### WORK REQUEST
From the material below, pull each line containing the string "parts".
*** Opening of DATA RECORDS ***
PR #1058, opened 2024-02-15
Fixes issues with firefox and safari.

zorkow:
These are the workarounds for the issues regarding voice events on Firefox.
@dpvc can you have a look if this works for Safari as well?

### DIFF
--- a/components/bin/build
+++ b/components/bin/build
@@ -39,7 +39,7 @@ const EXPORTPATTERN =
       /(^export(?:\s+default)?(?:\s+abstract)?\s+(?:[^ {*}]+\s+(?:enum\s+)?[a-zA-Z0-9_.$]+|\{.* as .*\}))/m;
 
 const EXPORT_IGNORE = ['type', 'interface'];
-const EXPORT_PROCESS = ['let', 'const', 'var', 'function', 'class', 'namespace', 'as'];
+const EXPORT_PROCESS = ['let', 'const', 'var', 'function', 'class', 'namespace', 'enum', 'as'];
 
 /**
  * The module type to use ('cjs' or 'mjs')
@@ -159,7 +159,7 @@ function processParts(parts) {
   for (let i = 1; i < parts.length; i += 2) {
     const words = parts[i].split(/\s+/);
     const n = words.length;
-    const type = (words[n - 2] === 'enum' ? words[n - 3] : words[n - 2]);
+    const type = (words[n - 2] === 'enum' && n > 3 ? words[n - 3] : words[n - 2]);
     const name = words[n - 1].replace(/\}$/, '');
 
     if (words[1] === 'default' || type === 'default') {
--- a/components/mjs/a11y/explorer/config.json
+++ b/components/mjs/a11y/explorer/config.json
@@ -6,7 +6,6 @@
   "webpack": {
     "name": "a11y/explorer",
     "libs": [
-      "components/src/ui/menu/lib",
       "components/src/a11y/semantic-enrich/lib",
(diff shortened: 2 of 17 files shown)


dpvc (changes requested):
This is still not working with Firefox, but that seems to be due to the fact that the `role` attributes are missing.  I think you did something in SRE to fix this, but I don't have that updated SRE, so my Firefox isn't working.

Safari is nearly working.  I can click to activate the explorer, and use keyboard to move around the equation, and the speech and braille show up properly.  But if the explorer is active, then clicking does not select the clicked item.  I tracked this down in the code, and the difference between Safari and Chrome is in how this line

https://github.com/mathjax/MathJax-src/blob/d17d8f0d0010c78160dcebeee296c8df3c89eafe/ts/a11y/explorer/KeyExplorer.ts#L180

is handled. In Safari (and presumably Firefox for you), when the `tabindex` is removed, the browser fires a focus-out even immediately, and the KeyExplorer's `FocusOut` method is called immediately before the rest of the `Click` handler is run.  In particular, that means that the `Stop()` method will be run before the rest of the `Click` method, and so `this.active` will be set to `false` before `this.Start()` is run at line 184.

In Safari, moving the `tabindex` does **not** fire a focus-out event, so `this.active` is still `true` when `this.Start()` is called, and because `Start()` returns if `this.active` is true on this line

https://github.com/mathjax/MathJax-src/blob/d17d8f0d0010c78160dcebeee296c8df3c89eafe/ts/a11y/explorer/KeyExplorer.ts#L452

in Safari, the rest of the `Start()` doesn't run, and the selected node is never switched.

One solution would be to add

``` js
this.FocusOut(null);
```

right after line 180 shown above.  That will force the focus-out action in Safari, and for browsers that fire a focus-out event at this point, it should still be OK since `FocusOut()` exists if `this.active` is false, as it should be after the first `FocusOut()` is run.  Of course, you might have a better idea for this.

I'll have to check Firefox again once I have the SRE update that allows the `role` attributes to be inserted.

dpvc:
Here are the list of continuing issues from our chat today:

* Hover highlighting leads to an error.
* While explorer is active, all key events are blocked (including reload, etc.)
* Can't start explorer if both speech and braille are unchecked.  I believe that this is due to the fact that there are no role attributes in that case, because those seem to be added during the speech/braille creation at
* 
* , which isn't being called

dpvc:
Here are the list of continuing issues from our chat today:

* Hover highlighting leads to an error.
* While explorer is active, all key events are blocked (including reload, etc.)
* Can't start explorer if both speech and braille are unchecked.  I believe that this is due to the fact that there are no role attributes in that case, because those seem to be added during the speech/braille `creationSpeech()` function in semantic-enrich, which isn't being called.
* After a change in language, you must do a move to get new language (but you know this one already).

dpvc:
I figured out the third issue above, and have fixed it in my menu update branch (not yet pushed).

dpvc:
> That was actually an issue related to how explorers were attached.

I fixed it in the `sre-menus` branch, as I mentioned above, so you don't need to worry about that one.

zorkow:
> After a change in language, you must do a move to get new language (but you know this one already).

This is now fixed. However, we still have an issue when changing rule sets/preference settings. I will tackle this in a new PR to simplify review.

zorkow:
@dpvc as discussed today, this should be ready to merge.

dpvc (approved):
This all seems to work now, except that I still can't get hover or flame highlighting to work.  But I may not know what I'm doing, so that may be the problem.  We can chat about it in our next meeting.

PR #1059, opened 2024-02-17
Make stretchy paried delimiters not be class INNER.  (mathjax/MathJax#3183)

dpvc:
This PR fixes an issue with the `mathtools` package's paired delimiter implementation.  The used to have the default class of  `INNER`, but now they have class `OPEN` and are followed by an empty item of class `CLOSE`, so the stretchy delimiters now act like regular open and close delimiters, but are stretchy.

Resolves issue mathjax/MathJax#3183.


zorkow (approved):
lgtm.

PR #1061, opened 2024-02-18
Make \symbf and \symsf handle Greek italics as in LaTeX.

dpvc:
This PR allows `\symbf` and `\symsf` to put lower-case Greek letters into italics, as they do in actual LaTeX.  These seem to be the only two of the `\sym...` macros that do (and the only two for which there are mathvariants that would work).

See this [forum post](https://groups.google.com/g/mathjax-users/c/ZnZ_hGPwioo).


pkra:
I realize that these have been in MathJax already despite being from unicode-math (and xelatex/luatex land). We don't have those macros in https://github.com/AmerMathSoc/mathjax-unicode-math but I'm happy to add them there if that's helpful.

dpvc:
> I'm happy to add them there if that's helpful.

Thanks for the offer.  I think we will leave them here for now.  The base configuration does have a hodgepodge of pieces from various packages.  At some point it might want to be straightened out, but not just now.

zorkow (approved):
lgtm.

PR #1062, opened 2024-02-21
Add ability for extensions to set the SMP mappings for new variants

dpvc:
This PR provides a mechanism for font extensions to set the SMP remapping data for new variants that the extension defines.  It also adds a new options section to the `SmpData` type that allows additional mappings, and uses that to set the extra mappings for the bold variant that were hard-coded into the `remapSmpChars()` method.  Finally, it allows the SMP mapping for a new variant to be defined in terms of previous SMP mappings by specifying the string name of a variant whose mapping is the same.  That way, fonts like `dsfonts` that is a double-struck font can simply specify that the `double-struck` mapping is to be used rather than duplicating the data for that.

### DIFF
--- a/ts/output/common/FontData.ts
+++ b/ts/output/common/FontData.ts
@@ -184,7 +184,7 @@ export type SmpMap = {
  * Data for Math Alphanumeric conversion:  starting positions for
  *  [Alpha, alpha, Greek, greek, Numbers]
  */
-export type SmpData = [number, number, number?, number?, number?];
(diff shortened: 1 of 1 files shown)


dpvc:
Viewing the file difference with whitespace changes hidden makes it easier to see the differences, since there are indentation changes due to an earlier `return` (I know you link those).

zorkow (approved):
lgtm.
*** Close of DATA RECORDS ***
### RESULT BELOW
@@ -159,7 +159,7 @@ function processParts(parts) {
   for (let i = 1; i < parts.length; i += 2) {
     const words = parts[i].split(/\s+/);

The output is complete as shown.